══ RECORDS FOR THE EXERCISE ══

PR #957, opened 2015-08-14
WFCORE-874 Handle include-aliases=false properly for singleton resour…

kabir:
…ces in read-children-types

https://issues.jboss.org/browse/WFCORE-874


bstansberry:
retest this please

bstansberry:
The domain hangs are due to https://github.com/wildfly/wildfly/pull/7930

PR #958, opened 2015-08-14
WFCORE-806 Collect capabilty data & references

ctomc:
- make capability registry  copy on commit/publish and rollback aware
 - make capability registry standalone class
 - expose registry to server entry classes
 - simply registration classes

needs review by @bstansberry


ctomc:
retest this please

PR #961, opened 2015-08-17
Add missing constants to ModelDescriptionConstants

stuartwdouglas:


bstansberry:
Thanks, Stuart. Having that other ModelDescriptionConstants class was a wrong turn. This one should have everything in the kernel management API.

PR #964, opened 2015-08-18
WFCORE-806 Collect capabilty data & references 

ctomc:
- make capability registry  copy on commit/publish and rollback aware
 - make capability registry standalone class
 - expose registry to server entry classes
 - simply registration classes

needs review by @bstansberry


controller/src/main/java/org/jboss/as/controller/AbstractAddStepHandler.java
```diff
@@ -274,6 +275,11 @@ protected void recordCapabilitiesAndRequirements(OperationContext context, Model
                 context.registerCapability(capability, null);
             }
         }
+
+        //just here until we fix the registration across whole server
+        if (context.getResourceRegistration().getCapabilities().size() != capabilities.size()){
+            ControllerLogger.ROOT_LOGGER.warnf("Number of possible capabilities registered on resource and number of runtime capabilities don't match for path: %s", context.getCurrentAddress());
+        }
```
bstansberry: This is ok, but please file a Blocker JIRA to get rid of this by CR1 so it doesn't fall into a crack.

controller/src/main/java/org/jboss/as/controller/CapabilityRegistry.java
```diff
@@ -0,0 +1,621 @@
...
+        return getPublishedRegistry().getPossibleProviderPoints(capabilityId);
+    }
+
+    /**
+     * Publish the changes to main registry
+     */
+    synchronized void publish() {
+        if (publishedFullRegistry == null) {
+            throw new RuntimeException("Cannot write directly to main registry");
+        }
```
bstansberry: Nit: can this be an assert?

host-controller/src/main/java/org/jboss/as/host/controller/DomainModelControllerService.java
```diff
@@ -888,6 +893,7 @@ public void stop(final StopContext context) {
             }
         }
         extensionRegistry.clear();
+        capabilityRegistry.clear();
```
bstansberry: Can this move to AbstractControllerService? It would be nice if the clear() method wasn't public.

controller/src/main/java/org/jboss/as/controller/ModelControllerImpl.java
```diff
@@ -1212,27 +1192,8 @@ ManagementModelImpl cloneRootResource() {
...
-                mrr = resourceRegistration;
-                currentResource = rootResource;
-                currentCaps = capabilityRegistry;
-            }
-            CapabilityRegistryImpl clone = currentCaps.copy();
-            ManagementModelImpl result = new ManagementModelImpl(mrr, currentResource, clone);
-            ControllerLogger.MGMT_OP_LOGGER.tracef("cloned to %s to create %s and %s", currentCaps, clone, result);
-            return result;
+            //todo why is this even needed, return this; should be fine.
+            return new ManagementModelImpl(resourceRegistration, rootResource, capabilityRegistry);
```
bstansberry: Please resolve this TODO. If cloneCapabilityRegistry then essentially becomes a no-op, the method should be removed.

controller/src/main/java/org/jboss/as/controller/ModelControllerImpl.java
```diff
@@ -1259,6 +1220,7 @@ private void publish() {
             ModelControllerImpl.this.managementModel.set(this);
             ControllerLogger.MGMT_OP_LOGGER.tracef("published %s", this);
             published = true;
+            capabilityRegistry.publish();
```
bstansberry: The ordering here seems wrong. It may not matter, but it seems unintuitive to log and set the flag, and then continue with the publishing process.

controller/src/main/java/org/jboss/as/controller/ModelControllerImpl.java
```diff
@@ -1731,25 +1286,17 @@ public void close() throws IOException {
...
-                return result;
+        ResponseConverter<ModelNode> TO_MODEL_NODE = or -> {
+            ModelNode result = or.getResponseNode();
+            try {
+                or.close();
+            } catch (IOException e) {
+                ROOT_LOGGER.debugf(e, "Caught exception closing %s whose associated streams, "
+                        + "if any, were not wanted", or);
             }
+            return result;
```
bstansberry: Ugh. Please resist the urge to do this. :)

controller/src/main/java/org/jboss/as/controller/capability/registry/CapabilityRegistration.java
```diff
@@ -31,15 +38,30 @@
...
 
     public CapabilityRegistration(C capability, CapabilityContext context) {
         this.capability = capability;
         this.id = new CapabilityId(capability.getName(), context);
+    }
+
+    public CapabilityRegistration(C capability, CapabilityContext context, RegistrationPoint registrationPoint) {
+            this(capability, context);
+        this.registrationPoints.put(registrationPoint.getAddress(), registrationPoint);
+        }
```
bstansberry: Nit. Some whitespace funkiness here.

controller/src/main/java/org/jboss/as/controller/capability/registry/ImmutableCapabilityRegistry.java
```diff
@@ -0,0 +1,67 @@
...
+     * @param capabilityId id of capability
+     * @return run set of {@link RegistrationPoint} or empty set if no registration points are found
+     */
+    Set<RegistrationPoint> getPossibleProviderPoints(CapabilityId capabilityId);
+
+    Set<CapabilityRegistration> getCapabilities();
+
+    Set<CapabilityRegistration> getPossibleCapabilities();
+
+    ServiceName getCapabilityServiceName(String capabilityName, CapabilityContext context, Class<?> serviceType);
```
bstansberry: Everything needs complete javadoc.

controller/src/main/java/org/jboss/as/controller/capability/registry/RequirementRegistration.java
```diff
@@ -29,6 +37,7 @@
  */
 public class RequirementRegistration {
 
+    protected final Map<PathAddress, RegistrationPoint> registrationPoints = new LinkedHashMap<>();
```
bstansberry: Can this be private? I didn't see an obvious external use, although checking that in github is not an exact thing. ;)

host-controller/src/main/java/org/jboss/as/host/controller/DomainModelControllerService.java
ctomc: yes this can move to AbstractControllerService

controller/src/main/java/org/jboss/as/controller/CapabilityRegistry.java
ctomc: yeah it should be.

server/src/main/java/org/jboss/as/server/controller/resources/ServerRootResourceDefinition.java
```diff
@@ -444,6 +449,9 @@ public String getProductName() {
         // Paths
         resourceRegistration.registerSubModel(PathResourceDefinition.createSpecified(pathManager));
 
+        //capability registry
+        resourceRegistration.registerSubModel(new CapabilityRegistryResourceDefinition(capabilityRegistry));
+
```
bstansberry: We need to work this out for the HC as well. It belongs under host=<localhostname>

controller/src/main/java/org/jboss/as/controller/ModelControllerImpl.java
ctomc: ah, I forgot I did that. IDE tempted me :) 
I can revert this change if you don't feel comfortable with it.

controller/src/main/java/org/jboss/as/controller/capability/registry/RequirementRegistration.java
ctomc: yeah it should be private. It needed to be protected before refactoring, that is no longer the case.

controller/src/main/java/org/jboss/as/controller/ModelControllerImpl.java
bstansberry: Yeah, I'd prefer it. Thanks.

controller/src/main/java/org/jboss/as/controller/capability/registry/ImmutableCapabilityRegistry.java
ctomc: added

controller/src/main/java/org/jboss/as/controller/capability/registry/CapabilityRegistration.java
ctomc: fixed

controller/src/main/java/org/jboss/as/controller/ModelControllerImpl.java
ctomc: reverted

controller/src/main/java/org/jboss/as/controller/ModelControllerImpl.java
ctomc: this was a tricky one, but got to fix it.

bstansberry:
I'll try and summarize how I understand this. Goal is to help ensure I'm on the right track.

1) A kind of "primordial" CR is created, and gets passed into the AbstractControllerService and by it to the root MRR.

2) The MRRs write directly to that primordial MRR.

3) When the ModelController creates the ManagementModel, it creates a "shadow copy" of the primordial CR which is then used by any OperationContext. The shadow copy is able to publish to the primordial one or to restore its state from the primordial one. The OC tells it to do this as part of commit or rollback of write ops.

4) The ImmutableCapabilityRegistry is just a read-only view into either the primordial CR or the shadow copy. Which its a view onto depends on which one the caller doing a read had access to.

a) CapabilityRegistryResourceDefinition gets a read-only view of the primordial MRR.
b) OCs get a read-only view of the shadow copy MRR.

As a result of this, CapabilityRegistryResourceDefinition and related OSHs handling reads will not see most unpublished changes made by concurrently executing writes. This is because they satisfy requests by reading from the primordial MRR. So this is good.

Other OSHs that do reads by reading from the OC will see unpublished changes made to the shadow copy by concurrently executing writes. This isn't real good, although I'm not sure if there's any real harm. The OSHs that use the CR outside of write ops are the ones related to CapabilityRegistryResourceDefinition, and they don't read from the OC; they read from the read-only view of the primordial CR.

One thing to look into, and I'll look tomorrow too, is the whole CapabilityServiceSupport thing. I suspect those classes will be able to see unpublished writes to the shadow copy. I haven't thought through the implications of that. :)

One concern I have is that the MRRs are writing to the primordial CR. This will happen in the course of management ops (e.g. extension=foo:add). Two concerns:

a) (minor) Ops that are reading the CapabilityRegistryResourceDefinition stuff will see changes from ops that are not yet committed.
b) (MAJOR) I think that in the course of that op that's adding an extension, the MRRs will be writing to the primordial CR while any other changes will be made to the shadow copy. Then when the op commits, the  changes made by the MRRs will be lost.

Is a solution to b) to give the MRRs a ref to the shadow copy instead of the primordial CR? Any writes made by the MRRs should be being done within the scope of a management op, with the commit/rollback of that op determining whether the changes are kept.

The other concern I have is I believe there is inconsistent synchronization. The publish and rollback ops are synchronized, but the other reads and write are not. The ImmutableCapabilityRegistry makes protecting the data harder, because refs to the internal maps are provided to the ICRImpl. Perhaps CR will need to use a lock object instead of "synchronized" and then ICRImpl will need to be given a ref to that lock so it can participate in the locking.

ctomc:
I was actually trying to figure out this exact problem that you describe with MRRs writing directly to primordial CR.
I was able to reproduce it when testing the after boot registration of capabilities, but couldn't narrow it down completely. 
So thank you for in depth analysis.

controller/src/main/java/org/jboss/as/controller/AbstractAddStepHandler.java
ctomc: added https://issues.jboss.org/browse/WFCORE-912

server/src/main/java/org/jboss/as/server/controller/resources/ServerRootResourceDefinition.java
ctomc: Implemented also this.

controller/src/main/java/org/jboss/as/controller/CapabilityRegistry.java
```diff
@@ -0,0 +1,745 @@
...
+        try {
+            registerRequirement(requirement);
+        } finally {
+            writeLock.unlock();
+        }
+    }
+
+    private void registerRequirement(RuntimeRequirementRegistration requirement) {
+        try {
+            writeLock.lock();
```
bstansberry: This should be outside the try if the release is in the finally.

But you don't need to lock/unlock in this method, as it is called with the lock held. You can document it as "must be called with the write lock held".

controller/src/main/java/org/jboss/as/controller/CapabilityRegistry.java
```diff
@@ -0,0 +1,745 @@
...
+     * Publish the changes to main registry
+     */
+    void publish() {
+        assert publishedFullRegistry != null : "Cannot write directly to main registry";
+
+        if (!modified) {
+            return;
+        }
+        try {
+            writeLock.lock();
```
bstansberry: This protects the data of 'this' but a lot of the data that's being modified is 'publishedFullRegistry'.

Since this.modified is being changed, protecting that with this.writeLock is ok, but then publishedFullRegistry.writeLock needs to be taken to protect the publishedFullRegistry data.

I don't see any case where publishedFullRegistry would take its own writeLock and then try to do something that results in trying to take this.writeLock, so there's no risk of deadlock from taking the two locks.

controller/src/main/java/org/jboss/as/controller/CapabilityRegistry.java
```diff
@@ -0,0 +1,745 @@
...
+     * Discard the changes.
+     */
+    void rollback() {
+        if (publishedFullRegistry == null) {
+            return;
+        }
+        try {
+            writeLock.lock();
+            clear();
+            copy(publishedFullRegistry, this);
```
bstansberry: Here, publishedFullRegistry.readLock needs to be taken.

controller/src/main/java/org/jboss/as/controller/CapabilityRegistry.java
```diff
@@ -0,0 +1,745 @@
...
+            modified = false;
+        } finally {
+            writeLock.unlock();
+        }
+    }
+
+    boolean isModified() {
+        return modified;
```
bstansberry: Needs readLock.

controller/src/main/java/org/jboss/as/controller/CapabilityRegistry.java
```diff
@@ -0,0 +1,745 @@
...
+     *
+     * @param requirementRegistration the requirement. Cannot be {@code null}
+     * @see #registerAdditionalCapabilityRequirement(org.jboss.as.controller.capability.registry.RuntimeRequirementRegistration)
+     */
+    @Override
+    public void removeCapabilityRequirement(RuntimeRequirementRegistration requirementRegistration) {
+        // We don't know if this got registered as an runtime-only requirement or a hard one
+        // so clean it from both maps
+        try {
+            writeLock.lock();
```
bstansberry: All the lock acquisitions need to be moved outside the try/finally that releases them. See Java Concurrency in Practice listing 13.2, - 13.5.

controller/src/main/java/org/jboss/as/controller/CapabilityRegistry.java
ctomc: Does it really? modifed field only gets changed on write operations and should affect read ops.

controller/src/main/java/org/jboss/as/controller/CapabilityRegistry.java
ctomc: Makes complete sense, fixed it that way.

controller/src/main/java/org/jboss/as/controller/CapabilityRegistry.java
ctomc: you are right it does need it. fixed it.

controller/src/main/java/org/jboss/as/controller/CapabilityRegistry.java
```diff
@@ -0,0 +1,755 @@
...
+     * @param context           the context in which the capability is registered. Cannot be {@code null}
+     * @param registrationPoint the specific registration point that is being removed
+     * @return the capability that was removed, or {@code null} if no matching capability was registered or other
+     * registration points for the capability still exist
+     */
+    @Override
+    public RuntimeCapabilityRegistration removeCapability(String capabilityName, CapabilityContext context,
+                                                          PathAddress registrationPoint) {
+        try {
+            writeLock.lock();
```
bstansberry: All of the lock acquisitions need to be outside the try/finally.

controller/src/main/java/org/jboss/as/controller/CapabilityRegistry.java
```diff
@@ -0,0 +1,755 @@
...
+
+    /**
+     * Publish the changes to main registry
+     */
+    void publish() {
+        assert publishedFullRegistry != null : "Cannot write directly to main registry";
+
+        if (!modified) {
+            return;
+        }
```
bstansberry: This goes in the writeLock, as 'modified' is guarded by it.

controller/src/main/java/org/jboss/as/controller/CapabilityRegistry.java
```diff
@@ -0,0 +1,755 @@
...
+        writeLock.lock();
+        publishedFullRegistry.writeLock.lock();
```
bstansberry: Use a nested try/finally for this publishedFullRegistry lock so there is no possibility of this.writeLock not getting released.

controller/src/main/java/org/jboss/as/controller/CapabilityRegistry.java
```diff
@@ -0,0 +1,755 @@
...
+
+    /**
+     * Discard the changes.
+     */
+    void rollback() {
+        if (publishedFullRegistry == null) {
+            return;
+        }
+        writeLock.lock();
+        publishedFullRegistry.readLock.lock();
```
bstansberry: Use a nested try/finally for this publishedFullRegistry lock so there is no possibility of this.writeLock not getting released.

controller/src/main/java/org/jboss/as/controller/ParallelBootOperationContext.java
```diff
@@ -324,6 +324,11 @@ void awaitServiceContainerStability() throws InterruptedException {
     }
 
     @Override
+    void publishCapabilityRegistry() {
+        primaryContext.publishCapabilityRegistry();
```
bstansberry: This should be a no-op. The primary context controls publication when everything is ready; the ParallelBootOperationContexts only know what has happened with their bit.

controller/src/main/java/org/jboss/as/controller/AbstractOperationContext.java
```diff
@@ -707,6 +712,7 @@ public void rollback() {
                     persistenceResource.commit();
                 }
             }
+            publishCapabilityRegistry();
```
bstansberry: There are 3 cases here:

1) persistenceResource == null
2) persistenceResource != null && resultAction == ResultAction.KEEP
3) persistenceResource != null && resultAction == ResultAction.ROLLBACK

The publishCapabilityRegistry(); should only happen in the first two cases.

The 3rd case already gets handled by the subsequent call to executeResultHandlerPhase, which calls operationRollingBack if resultAction != ResultAction.KEEP.

controller/src/main/java/org/jboss/as/controller/capability/registry/ImmutableCapabilityRegistry.java
```diff
@@ -0,0 +1,82 @@
...
+import org.jboss.msc.service.ServiceName;
+
+/**
+ * A read-only view of {@link CapabilityRegistry}
+ *
+ * @author Tomaz Cerar (c) 2015 Red Hat Inc.
+ */
+public interface ImmutableCapabilityRegistry {
+    /**
+     * Gets whether a capability with the given name is registered.
```
bstansberry: This can come after merge, but the javadoc in this interface could use clarifiication re: the "possible capabilities" vs the "actual" capabilities. Perhaps an explanation in the class level javadoc of the distinction between the two concepts, and then in each method a clear statement re: which of the two is relevant.

controller/src/main/java/org/jboss/as/controller/capability/registry/PossibleCapabilityRegistry.java
```diff
@@ -0,0 +1,50 @@
...
+
+/**
+ * @author Tomaz Cerar (c) 2015 Red Hat Inc.
+ */
+public interface PossibleCapabilityRegistry {
+
+    /**
+     * Registers a capability with the system. Any
+     * {@link org.jboss.as.controller.capability.AbstractCapability#getRequirements() requirements}
+     * associated with the capability will be recorded as requirements.
```
bstansberry: This second sentence should be removed.

controller/src/main/java/org/jboss/as/controller/capability/registry/PossibleCapabilityRegistry.java
```diff
@@ -0,0 +1,50 @@
...
+ * limitations under the License.
+ */
+
+package org.jboss.as.controller.capability.registry;
+
+import org.jboss.as.controller.PathAddress;
+import org.jboss.as.controller.capability.Capability;
+
+/**
+ * @author Tomaz Cerar (c) 2015 Red Hat Inc.
```
bstansberry: Can come later, but an explanation of what a "possible capability" is should be added.

server/src/main/java/org/jboss/as/server/controller/resources/ServerRootResourceDefinition.java
bstansberry: I *may* want to disable this before CR1 just because there's no client that will use it yet, and committing to support the end-user API for 10 years is a big step to take if we don't have to. What you have seems ok, so this is really just me being cautious. I'm a bit iffy about the point.getAddress().toCLIStyleString() for the reg points. We do that elsewhere but this data may be more directly consumed by the console, while other spots we do that (I think some RBAC config data) the console at most would just present the info.

controller/src/main/java/org/jboss/as/controller/capability/registry/ImmutableCapabilityRegistry.java
ctomc: improved javadoc a bit, but could use some more tuning in future.

controller/src/main/java/org/jboss/as/controller/capability/registry/PossibleCapabilityRegistry.java
ctomc: removed

controller/src/main/java/org/jboss/as/controller/capability/registry/PossibleCapabilityRegistry.java
ctomc: added some crude definition of what it is.

controller/src/main/java/org/jboss/as/controller/AbstractOperationContext.java
ctomc: change logic to only publish registry 
in case ```resultAction != ResultAction.ROLLBACK```

ctomc:
woohoo! :-)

═══

PROMPT. Lines from the top of the entries above to the line that contains "PR #958, opened 2015-08-14" should be set down exactly, please, with both ends kept and nothing added.

ANSWER AREA.
PR #957, opened 2015-08-14
WFCORE-874 Handle include-aliases=false properly for singleton resour…

kabir:
…ces in read-children-types

https://issues.jboss.org/browse/WFCORE-874


bstansberry:
retest this please

bstansberry:
The domain hangs are due to https://github.com/wildfly/wildfly/pull/7930

PR #958, opened 2015-08-14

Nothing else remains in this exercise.